Transcatheter Aortic Valve Implantation Is Feasible And Safe In High-risk Patients Having Sigmoid Septum
Kizuku Yamashita, Tomoyuki Fujita, Satsuki Fukushima, Yusuke Shimahara, Yuta Kume, Yorihiko Matsumoto, Junjiro Kobayashi.
National Cerebral and Cardiovascular Center, Suita city, Osaka, Japan.
OBJECTIVE: Severe aortic stenosis (AS) is frequently associated with sigmoid septum, for which transcatheter aortic valve implantation (TAVI) is reportedly technically challenging and its therapeutic efficacy might be limited due to remaining pressure gradient in the left ventricular outflow tract (LVOT) post-TAVI. In contrast, we have performed TAVI for this pathology by pin-point deployment of the prosthesis in the annuls. We herein aimed to review clinical outcome of the case series of TAVI for AS with LVOT stenosis.

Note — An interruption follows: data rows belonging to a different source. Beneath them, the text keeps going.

PR #89, opened 2019-05-22
AddExceptionsToResults

ohadbitt:
Temporary fix (until moved to v2 client) - to add exceptions got from server if status is OK, that is when both data and exception are returned

### DIFF
--- a/data/src/main/java/com/microsoft/azure/kusto/data/Results.java
+++ b/data/src/main/java/com/microsoft/azure/kusto/data/Results.java
@@ -7,12 +7,14 @@ public class Results {
     private HashMap<String, Integer> columnNameToIndex;
     private HashMap<String, String> columnNameToType;
     private ArrayList<ArrayList<String>> values;
+    private String exceptionMessage;
 
     public Results(HashMap<String, Integer> columnNameToIndex, HashMap<String, String> columnNameToType,
-                   ArrayList<ArrayList<String>> values) {
+                   ArrayList<ArrayList<String>> values, String exceptionMessage) {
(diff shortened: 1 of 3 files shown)


data/src/main/java/com/microsoft/azure/kusto/data/Results.java
```diff
@@ -34,4 +36,8 @@ public String getTypeByColumnName(String columnName) {
     public ArrayList<ArrayList<String>> getValues() {
         return values;
     }
+
+    public String getExceptions() {
```
danield137: why the plural? is it exceptions or exception?

ingest/src/test/java/com/microsoft/azure/kusto/ingest/ResourceManagerTest.java
```diff
@@ -122,7 +122,7 @@ private static Results generateIngestionResourcesResult() {
         valuesList.add(new ArrayList<>((Arrays.asList("TempStorage", STORAGE_2))));
         valuesList.add(new ArrayList<>((Arrays.asList("IngestionsStatusTable", STATUS_TABLE))));
 
-        return new Results(colNameToIndexMap, colNameToTypeMap, valuesList);
+        return new Results(colNameToIndexMap, colNameToTypeMap, valuesList, "");
```
danield137: shouldn't this be an overload?

danield137: instead of passing an empty string , shouldn't we add another overload without the extra param?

METHODS: Among a consecutive series of 200 patients having TAVI in our institute in the last 5 years, 91 patients (46%), who were preoperatively diagnosed as having a structural LVOT stenosis with a pressure gradient by computed tomography and echocardiography studies, were reviewed as the study cohort. The Society of Thoracic Surgeons Predicted Risk of Mortality of the cohort was 7.3±3.2%. Echocardiographically, peak jet velocity across the aortic valve was 4.4±0.6 m/s, while peak flow velocity across the LVOT was 1.1±0.4 m/s.

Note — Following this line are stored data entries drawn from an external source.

PR #93, opened 2019-06-24
Streaming ingest client

ArielYehezkely:


ingest/src/main/java/com/microsoft/azure/kusto/ingest/StreamingIngestClient.java
```diff
@@ -0,0 +1,181 @@
...
+        Ensure.argIsNotNull(ingestionProperties, "ingestionProperties");
+
+        fileSourceInfo.validate();
+        ingestionProperties.validate();
+
+        try{
+            String filePath = fileSourceInfo.getFilePath();
+            InputStream stream = new FileInputStream(filePath);
+            StreamSourceInfo streamSourceInfo = new StreamSourceInfo(stream,false, fileSourceInfo.getSourceId());
+            streamSourceInfo.setIsCompressed(this.azureStorageClient.isCompressed(filePath));
```
ohadbitt: is this how we check compression in .NET?

ingest/src/main/java/com/microsoft/azure/kusto/ingest/StreamingIngestClient.java
```diff
@@ -0,0 +1,181 @@
...
+        this.azureStorageClient = new AzureStorageClient();
+    }
+
+    @Override
+    public IngestionResult ingestFromFile(FileSourceInfo fileSourceInfo, IngestionProperties ingestionProperties) throws IngestionClientException, IngestionServiceException {
+        Ensure.argIsNotNull(fileSourceInfo, "fileSourceInfo");
+        Ensure.argIsNotNull(ingestionProperties, "ingestionProperties");
+
+        fileSourceInfo.validate();
+        ingestionProperties.validate();
```
ohadbitt: it looks like validate here check if there is a report method -what is the report method for streaming ?

ingest/src/main/java/com/microsoft/azure/kusto/ingest/StreamingIngestClient.java
```diff
@@ -0,0 +1,181 @@
...
+
+        try{
+            String filePath = fileSourceInfo.getFilePath();
+            InputStream stream = new FileInputStream(filePath);
+            StreamSourceInfo streamSourceInfo = new StreamSourceInfo(stream,false, fileSourceInfo.getSourceId());
+            streamSourceInfo.setIsCompressed(this.azureStorageClient.isCompressed(filePath));
+            return ingestFromStream(streamSourceInfo, ingestionProperties);
+        } catch (FileNotFoundException e) {
+            log.error("File not found error when ingesting a file.", e);
```
ohadbitt: drop the 'error' word from log

ingest/src/main/java/com/microsoft/azure/kusto/ingest/StreamingIngestClient.java
```diff
@@ -0,0 +1,181 @@
...
+        }
+    }
+
+    @Override
+    public IngestionResult ingestFromResultSet(ResultSetSourceInfo resultSetSourceInfo, IngestionProperties ingestionProperties) throws IngestionClientException, IngestionServiceException {
+        return ingestFromResultSet(resultSetSourceInfo, ingestionProperties, "");
+    }
+
+    @Override
+    public IngestionResult ingestFromResultSet(ResultSetSourceInfo resultSetSourceInfo, IngestionProperties ingestionProperties, String tempStoragePath) throws IngestionClientException, IngestionServiceException {
```
ohadbitt: tempStoragePath -> tempFilePath

ingest/src/main/java/com/microsoft/azure/kusto/ingest/Utils.java
```diff
@@ -0,0 +1,110 @@
...
+
+    public static long estimateFileRawSize(AzureStorageClient azureStorageClient, String filePath) {
+        File file = new File(filePath);
+        long fileSize = file.length();
+
+        return azureStorageClient.isCompressed(filePath) ?
+                fileSize * COMPRESSED_FILE_MULTIPLIER : fileSize;
+    }
+
+    public static long resultSetToCsv(ResultSet resultSet, Writer writer, boolean includeHeaderAsFirstRow)
```
ohadbitt: name isn't informative - maybe - writeResultSetToWriterAsCsv

ingest/src/main/java/com/microsoft/azure/kusto/ingest/StreamingIngestClient.java
```diff
@@ -0,0 +1,181 @@
...
+
+        try {
+            File tempFile;
+            if (StringUtils.isBlank(tempStoragePath)) {
+                tempFile = File.createTempFile("kusto-resultset", ".csv.gz");
+            } else {
+                log.debug("Temp file will be created in a user specified folder: {}", tempStoragePath);
+                tempFile = File.createTempFile("kusto-resultset", ".csv.gz", new File(tempStoragePath));
+            }
+            FileOutputStream fos = new FileOutputStream(tempFile, false);
```
ohadbitt: why using a file and not streams ?

ingest/src/main/java/com/microsoft/azure/kusto/ingest/StreamingIngestClient.java
```diff
@@ -0,0 +1,181 @@
...
+            GZIPOutputStream gzipos = new GZIPOutputStream(fos);
+            Writer writer = new OutputStreamWriter(new BufferedOutputStream(gzipos), StandardCharsets.UTF_8);
+            log.debug("Writing resultset to temp csv file: {}", tempFile.getAbsolutePath());
+            long numberOfChars = Utils.resultSetToCsv(resultSetSourceInfo.getResultSet(), writer, false);
+
+            // utf8 chars are 2 bytes each
+            FileSourceInfo fileSourceInfo = new FileSourceInfo(tempFile.getAbsolutePath(), numberOfChars * 2);
+            IngestionResult ingestionResult = ingestFromFile(fileSourceInfo, ingestionProperties);
+
+            //noinspection ResultOfMethodCallIgnored
```
ohadbitt: minor: space in comment

ingest/src/main/java/com/microsoft/azure/kusto/ingest/StreamingIngestClient.java
```diff
@@ -0,0 +1,181 @@
...
+        String format = ingestionProperties.getDataFormat();
+        if (format == null) {
+            return "csv";
+        }
+        return format;
+    }
+
+    private String getMappingReference(IngestionProperties ingestionProperties, String format) throws IngestionClientException {
+        String mappingReference = ingestionProperties.getIngestionMapping().IngestionMappingReference;
+        if (mappingRequiredFormats.contains(format) && StringUtils.isAnyEmpty(mappingReference)) {
```
ohadbitt: isAnyEmpty -> isBlank()

ingest/src/main/java/com/microsoft/azure/kusto/ingest/Utils.java
```diff
@@ -0,0 +1,110 @@
...
+    private final static Logger log = LoggerFactory.getLogger(MethodHandles.lookup().lookupClass());
+
+    public static long estimateBlobRawSize(AzureStorageClient azureStorageClient, String blobPath) throws StorageException, URISyntaxException {
+        long blobSize = azureStorageClient.getBlobSize(blobPath);
+
+        return azureStorageClient.isCompressed(blobPath) ?
+                blobSize * COMPRESSED_FILE_MULTIPLIER : blobSize;
+    }
+
+    public static long estimateFileRawSize(AzureStorageClient azureStorageClient, String filePath) {
```
ohadbitt: can the azure client check if local files are compressed?

ingest/src/main/java/com/microsoft/azure/kusto/ingest/Utils.java
```diff
@@ -0,0 +1,110 @@
...
+            throws IngestionClientException {
+        final String LINE_SEPARATOR = System.getProperty("line.separator");
+
+        try {
+            String columnSeparator = "";
+
+            ResultSetMetaData metaData = resultSet.getMetaData();
+            int numberOfColumns = metaData.getColumnCount();
+
+            if (includeHeaderAsFirstRow) {
```
ohadbitt: code repetition from writeResultSetRow (not relevent if u listen to my above comment)

ingest/src/main/java/com/microsoft/azure/kusto/ingest/Utils.java
ohadbitt: I think it would be better to change this to simply use Java CsvWriter as we do in the spark connector (com.univocity.parsers.csv.CsvWriter)

data/src/main/java/com/microsoft/azure/kusto/data/ClientImpl.java
```diff
@@ -16,6 +20,7 @@
     private static final String DEFAULT_DATABASE_NAME = "NetDefaultDb";
     private static final Long COMMAND_TIMEOUT_IN_MILLISECS = TimeUnit.MINUTES.toMillis(10) + TimeUnit.SECONDS.toMillis(30);
     private static final Long QUERY_TIMEOUT_IN_MILLISECS = TimeUnit.MINUTES.toMillis(4) + TimeUnit.SECONDS.toMillis(30);
+    private static final Long STREAMING_INGEST_TIMEOUT_IN_MILLISECS = TimeUnit.MINUTES.toMillis(10);
```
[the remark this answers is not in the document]
ArielYehezkely: 10 minutes =)

ingest/src/main/java/com/microsoft/azure/kusto/ingest/Utils.java
ArielYehezkely: Its just checks the path suffix:
return fileName.endsWith(".gz") || fileName.endsWith(".zip");

ingest/src/main/java/com/microsoft/azure/kusto/ingest/StreamingIngestClient.java
ArielYehezkely: .Net doesn't support ingestion of compressed data right now, there is no check and we always compress the data before ingestion

data/src/main/java/com/microsoft/azure/kusto/data/ClientRequestProperties.java
```diff
@@ -42,6 +41,22 @@ public void clearOptions() {
         options.clear();
     }
 
+    public void setParameter(String name, Object value) {
```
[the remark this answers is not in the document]
ArielYehezkely: This is to support query parameters as described in:
https://docs.microsoft.com/en-us/azure/kusto/query/queryparametersstatement#rest-api

data/src/main/java/com/microsoft/azure/kusto/data/ClientImpl.java
```diff
@@ -6,16 +6,22 @@
...
+import java.io.*;
 import java.net.URISyntaxException;
+import java.util.HashMap;
+import java.util.Iterator;
+import java.util.Map;
 import java.util.concurrent.TimeUnit;
+import java.util.zip.GZIPOutputStream;
 
-public class ClientImpl implements Client {
+public class ClientImpl implements Client, StreamingIngestProvider {
```
danield137: not sure why we want to mix ingestion stuff into data package

ingest/src/main/java/com/microsoft/azure/kusto/ingest/Utils.java
ArielYehezkely: Will change in another PR

ingest/src/main/java/com/microsoft/azure/kusto/ingest/IngestionMapping.java
```diff
@@ -0,0 +1,12 @@
...
+
+public class IngestionMapping {
+    public INGESTION_MAPPING_KIND IngestionMappingKind;
+    public String IngestionMappingReference;
+
+    public IngestionMapping() {
+        IngestionMappingKind = INGESTION_MAPPING_KIND.unknown;
+    }
+
+    public enum INGESTION_MAPPING_KIND {unknown, csv, json, avro}
```
danield137: why is this caps? https://google.github.io/styleguide/javaguide.html#s4.8.1-enum-classes ?

ingest/src/main/java/com/microsoft/azure/kusto/ingest/IngestClientImpl.java
```diff
@@ -263,78 +261,7 @@ public IngestionResult ingestFromResultSet(
...
-
-            columnSeparator = ",";
-            numberOfChars += columnString.length();
-        }
-
-        return numberOfChars
-                + numberOfColumns * 2 * columnSeparator.length() // 2 " per column
-                + numberOfColumns - 1 // last column doesn't have a separator
-                ;
+    long writeResultSetToWriterAsCsv(ResultSet resultSet, Writer writer, boolean includeHeaderAsFirstRow) throws IngestionClientException {
```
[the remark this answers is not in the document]
ArielYehezkely: For unit testing purposes, can't mock static class Utils

ingest/src/main/java/com/microsoft/azure/kusto/ingest/IngestionProperties.java
```diff
@@ -169,6 +170,18 @@ public void setIngestIfNotExists(ArrayList<String> ingestIfNotExists) {
             fullAdditionalProperties.put("ingestIfNotExists", ingestIfNotExistsJson);
         }
         fullAdditionalProperties.putAll(additionalProperties);
+
+        switch (ingestionMapping.IngestionMappingKind) {
```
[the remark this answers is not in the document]
ArielYehezkely: Those key names are part of the ingestion properties object we pass the DM, I think it is belongs in here because its a part of the ingestion properties definition solely and not as logic in the ingestion mapping object

ingest/src/main/java/com/microsoft/azure/kusto/ingest/StreamingIngestClient.java
```diff
@@ -0,0 +1,223 @@
...
+    }
+
+    StreamingIngestClient(StreamingIngestProvider streamingIngestProvider) {
+        log.info("Creating a new StreamingIngestClient");
+        this.streamingIngestProvider = streamingIngestProvider;
+        this.azureStorageClient = new AzureStorageClient();
+    }
+
+    @Override
+    public IngestionResult ingestFromFile(FileSourceInfo fileSourceInfo, IngestionProperties ingestionProperties) throws IngestionClientException, IngestionServiceException {
```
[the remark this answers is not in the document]
ArielYehezkely: Ingest from file might be slow but it is a common scenario that we want to support. 
We agree that ingesting from blob is not recommended with streaming ingest but we want to give the same API of ingestion across clients. 
I'll comment it isn't recommended.

ingest/src/test/java/com/microsoft/azure/kusto/ingest/StreamingIngestClientTest.java
```diff
@@ -0,0 +1,450 @@
...
+        gzipOutputStream.close();
+        inputStream = new ByteArrayInputStream(byteArrayOutputStream.toByteArray());
+        streamSourceInfo.setStream(inputStream);
+        streamSourceInfo.setIsCompressed(true);
+        status = streamingIngestClient.ingestFromStream(streamSourceInfo, ingestionProperties).getIngestionStatusCollection().get(0).status;
+        assert status == OperationStatus.Succeeded : "Ingestion failed with status: " + status.toString();
+    }
+
+    @Test
+    void IngestFromStream_StreamSourceInfo_IllegalArgumentException() {
```
tamirkamara: You should use names and/or messages that will help you understand what's wrong when the test fails

ingest/src/test/java/com/microsoft/azure/kusto/ingest/StreamingIngestClientTest.java
```diff
@@ -0,0 +1,450 @@
...
+        assertThrows(IllegalArgumentException.class,
+                () -> streamingIngestClient.ingestFromStream(null, ingestionProperties),
+                "Expected IllegalArgumentException to be thrown, but it didn't");
+    }
+
+    @Test
+    void IngestFromStream_IngestionProperties_IllegalArgumentException() {
```
tamirkamara: There're a bunch of tests here (and in methods below) with generic messages, how will you know what's wrong when something will fail?
One option would be to separate those into different tests

ingest/src/test/java/com/microsoft/azure/kusto/ingest/StreamingIngestClientTest.java
```diff
@@ -0,0 +1,450 @@
...
+        // Avro format with incompatible mapping reference
+        ingestionProperties.setIngestionMapping("CsvMapping", IngestionMapping.IngestionMappingKind.csv);
+        ingestionClientException = assertThrows(IngestionClientException.class,
+                () -> streamingIngestClient.ingestFromStream(streamSourceInfo, ingestionProperties),
+                "Expected IngestionClientException to be thrown, but it didn't");
+        assertTrue(ingestionClientException.getMessage().contains("Wrong ingestion mapping for format avro, found csv mapping kind."));
+    }
+
+    @Test
+    void IngestFromStream_EmptyStream() {
```
tamirkamara: Usually we use a convention of method-tested_what-is-tested_expected-result

ingest/src/test/java/com/microsoft/azure/kusto/ingest/StreamingIngestClientTest.java
```diff
@@ -0,0 +1,450 @@
...
+        InputStream inputStream = new ByteArrayInputStream(new byte[0]);
+        StreamSourceInfo streamSourceInfo = new StreamSourceInfo(inputStream);
+        IngestionClientException ingestionClientException = assertThrows(IngestionClientException.class,
+                () -> streamingIngestClient.ingestFromStream(streamSourceInfo, ingestionProperties),
+                "Expected IngestionClientException to be thrown, but it didn't");
+        assertTrue(ingestionClientException.getMessage().contains("Empty stream."));
+    }
+
+    @Test
+    void IngestFromFile() throws Exception {
```
tamirkamara: Usually we use a convention of method-tested_what-is-tested_expected-result

data/src/main/java/com/microsoft/azure/kusto/data/ClientRequestProperties.java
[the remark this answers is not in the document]
tamirkamara: Is this resolved?

ingest/src/main/java/com/microsoft/azure/kusto/ingest/StreamingIngestClient.java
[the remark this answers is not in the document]
tamirkamara: When saying clients, are you talking about batch vs. streaming?
(a suggestions: log a warning for the non-recommended options so that the user will know)

samples/src/main/java/StreamingIngest.java
```diff
@@ -0,0 +1,153 @@
...
+    static private final String appKey = "";
+    static private final String tenant = "";
+    static private final String database = "";
+    static private final String table = "";
+    static private final String blobContainer = "https://<storage_account>.blob.core.windows.net/<container>/";
+
+    private static ConnectionStringBuilder csb;
+    private static StreamingIngestClient streamingIngestClient;
+
+    public static void main(String[] args) {
```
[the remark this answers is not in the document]
tamirkamara: @ArielYehezkely 
Is this resolved?

samples/src/main/java/StreamingIngest.java
```diff
@@ -0,0 +1,129 @@
...
+
+    static void IngestFromStream() throws Exception {
+        IngestionProperties ingestionProperties = new IngestionProperties(database, table);
+
+        // Create Stream from string and Ingest
+        String data = "0,00000000-0000-0000-0001-020304050607,0,0,0,0,0,0,0,0,0,0,2014-01-01T01:01:01.0000000Z,Zero,\"Zero\",0,00:00:00,,null";
+        InputStream inputStream = new ByteArrayInputStream(Charset.forName("UTF-8").encode(data).array());
+        StreamSourceInfo streamSourceInfo = new StreamSourceInfo(inputStream);
+        OperationStatus status = streamingIngestClient.ingestFromStream(streamSourceInfo, ingestionProperties).getIngestionStatusCollection().get(0).status;
+        assert status == OperationStatus.Succeeded : "Ingestion failed with status: " + status.toString();
```
tamirkamara: remove the asserts, it's a sample... just print the status

samples/src/main/java/StreamingIngest.java
```diff
@@ -0,0 +1,129 @@
...
+
+            IngestFromStream();
+            IngestFromFile();
+
+        } catch (Exception e) {
+            e.printStackTrace();
+        }
+    }
+
+    static void IngestFromStream() throws Exception {
```
tamirkamara: I think there're too much samples here which are very similar. I'd put just a couple of examples that are different with respect to Kusto, like with/without mapping, compress/uncompressed - those are the interesting things and not the csv vs. tsv.

Also, make it easy for users, and treat csv like it's not the default, meaning set a data format for it too. It makes it easier to understand...

ingest/src/main/java/com/microsoft/azure/kusto/ingest/IngestionProperties.java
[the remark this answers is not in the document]
tamirkamara: Not sure I'm following the logic here. Let's discuss...

data/src/main/java/com/microsoft/azure/kusto/data/ClientRequestProperties.java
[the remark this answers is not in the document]
ArielYehezkely: Yes. Maybe a bug with Github's changes review.
https://github.com/Azure/azure-kusto-java/blob/StreamingIngestClient/data/src/main/java/com/microsoft/azure/kusto/data/ClientRequestProperties.java

ingest/src/main/java/com/microsoft/azure/kusto/ingest/StreamingIngestClient.java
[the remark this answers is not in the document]
ArielYehezkely: We want to have both the same Interface for different client classes within each SDK (so yes in this case batched vs streaming) and the same functionality across all SDKs.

RESULTS: TAVI was successfully performed in all cases without in-hospital mortality, severe morbidities, or moderate degree of paravalvular leak postoperatively, via transfemoral in 55 patients (60%), transapical in 21 patients (23%) or transaortic approaches in 15 patients (16%) by using balloon-expandable device in 64 patients (70%) or self-expandable device in 27 patients (30%). Postoperative echocardiographically, the peak velocity across the aortic valve was 2.0±0.4 m/s with mean gradient being 9.2±3.7 mmHg. Three patients who preoperatively had ≥ 2m/s peak velocity in the LVOT showed a decrease of the peak velocity in the LVOT (1.4±0.3 m/s) at one week post-TAVI. During the complete follow-up of 584±400 days postoperatively, 8 patients died by sudden death, pulmonary disease, cancer and cerebral hemorrhage causes producing a cumulative overall survival of 94% at 1 year and that of 85% at 3 years.
CONCLUSIONS: The sigmoid septum did not preclude feasibility, safety or efficacy of TAVI for severe AS. Further study would be of interest in structural and/or functional change or its mechanism of the sigmoid septum after the release of the valvular stenosis.